Launching Synthetic Data Studio within a project

You can launch Synthetic Data Studio on the Cloudera AI Platform to generate datasets and evaluate them.

Agent Studio integrates with two major enterprise inference services:

  • Cloudera AI Inference Service: It offers enterprise-grade deployment options.

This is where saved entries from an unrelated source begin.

PR #6381, opened 2024-05-29
Add support for multiple referer policy tokens.

0xdeb:
This PR adds support for multiple Referer policy tokens as specified in the spec. (https://www.w3.org/TR/referrer-policy/#unknown-policy-values)

I recently stumbled across this RuntimeWarning in one of the scrapers I maintain: 
```
RuntimeWarning: Could not load referrer policy 'no-referrer, strict-origin-when-cross-origin'
```

After having a look at the spec and scrapy's code, I saw that this part of the spec was not implemented and deemed it an easy fix. So here you go. 

I covered it with unit tests and all of the existing tests pass without issue. Let me know if you want me to change anything.


scrapy/spidermiddlewares/referer.py
```diff
@@ -323,15 +323,17 @@ def _load_policy_class(
...
-            return _policy_classes[policy.lower()]
-        except KeyError:
-            msg = f"Could not load referrer policy {policy!r}"
-            if not warning_only:
-                raise RuntimeError(msg)
-            else:
-                warnings.warn(msg, RuntimeWarning)
-                return None
+        tokens = [token.strip() for token in policy.lower().split(",")]
+        for token in tokens[::-1]:
```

    To enable Cloudera AI Inference service for Synthetic Data Studio, ensure the followings:
    • The environment variable responsible for enabling Cloudera AI Inference service is CDP_TOKEN. By default CDP_TOKEN is set to null. If left as null, the application will use the JWT stored at /tmp/jwt to run Cloudera AI Inference service. Alternatively, if you provide a value for CDP_TOKEN during the pre-installation configuration of environment variables, it will override the default and be used for authentication.
    • Ensure that the Cloudera AI Inference service endpoints and model IDs are readily available. You will be prompted to provide these details if you choose Cloudera AI Inference service as the AI inference option in Synthetic Data Studio (SDS).
    • All endpoints used must conform to the OpenAI API standard.
    • For Cloudera AI on premises, you must use CDP_TOKEN for authentication. Auto-generated tokens stored in /tmp/jwt/ are not yet available in the Cloudera AI on premises version.

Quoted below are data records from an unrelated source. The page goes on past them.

PR #6387, opened 2024-06-03
Full typing for scrapy/pipelines.

wRAR:


scrapy/pipelines/media.py
```diff
@@ -4,54 +4,101 @@
...
+                list
+            )
+
+    def __init__(
+        self,
+        download_func: Optional[Callable[[Request, Spider], Response]] = None,
+        settings: Union[Settings, Dict[str, Any], None] = None,
+    ):
         self.download_func = download_func
-        self._expects_item = {}
```
wRAR, line 39: Leftover from some recently removed compat code.

wRAR:
This fails on pinned Twisted because `Deferred` became a generic type only in 21.7.0 and we now want to use it at the run time (for cast()). I wonder what are our options short of bumping the dep version.

Gallaecio (approved):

    For more details, see Authenticating Cloudera AI Inference service.

  • AWS Bedrock: It provides scalable cloud-based inference.
Environment Variables: Before installation, Synthetic Data Studio must be configured with the necessary environment variables - CDP_TOKEN- to enable the Cloudera AI Inference service.
  • AWS_DEFAULT_REGION: Defaults to the us-east-1 region.*
  • AWS_ACCESS_KEY_ID: Your AWS access key ID.*
  • AWS_SECRET_ACCESS_KEY: Your AWS secret access key.*
  • Hf_token: Your Hugging Face token for exporting datasets.
  • Hf_username: Your Hugging Face username.
  • CDP_TOKEN: Overrides the JWT token for Cloudera AI Inference service.
  1. In the Cloudera console, click the Cloudera AI tile.

    The Cloudera AI Workbenches page displays.

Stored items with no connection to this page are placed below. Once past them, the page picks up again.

PR #6388, opened 2024-06-03
added  AttributeError: 'NoneType' handling in contract parsing

### LINKED ISSUE #6383: Error handling in contract parsing
We found that there is no proper handling for unmatched regexes in `‎scrapy.contracts.ContractsManager.extract_contracts()`, so e.g. calling `from_method()` on a method with `@ foo` in the docstring produces an unhandled exception. I think we should just skip lines that don't match.

suvanbanerjee:
Added a condition to check if `m` is `None`.

The presence of `@ foo` in the docstring would result in an `AttributeError: 'NoneType' object has no attribute 'groups'`. Checking for `None` will prevent this error.

Closes #6383

### DIFF
--- a/scrapy/contracts/__init__.py
+++ b/scrapy/contracts/__init__.py
@@ -121,6 +121,8 @@ class ContractsManager:
             if line.startswith("@"):
                 m = re.match(r"@(\w+)\s*(.*)", line)
                 assert m is not None
+                if m is None:
+                    continue
                 name, args = m.groups()
                 args = re.split(r"\s+", args)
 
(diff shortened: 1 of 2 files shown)


wRAR:
The assert is no longer needed. You should also add a test for this change, I guess calling from_method() on a method with such a wrong line in the doc string should be enough. It also makes sense to have valid contract lines in the same docstring.

suvanbanerjee:
@wRAR, could you please review this?

wRAR (approved):
Thanks!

  2. Click on the name of the workbench.

    The workbenches Home page displays.

  3. Click Projects, and then click New Project to create a new project.

    In the left navigation pane, the new AI Studios option is displayed.

  4. Click AI Studios.
  5. Click the Launch button in the Synthetic Data Studio box. The Configure Studio: Synthetic Data Studio page is displayed.
  6. Set the environment variables for the Synthetic Data Studio, using the details mentioned in the prerequisites.
  7. Select the Runtime version.
  8. Click Launch AI Studio.

    The Synthetic Data Studio page is displayed.

    After launching, you can view the list of tasks being executed as part of the AI studio deployment.

  9. After configuration, Synthetic Data Studio is displayed in the left navigation page under AI Studios.
  10. Click Synthetic Data Studio and click Get Started.
    You can generate synthetic datasets for training models and evaluate the generated datasets for fine-tuning LLMs on this page.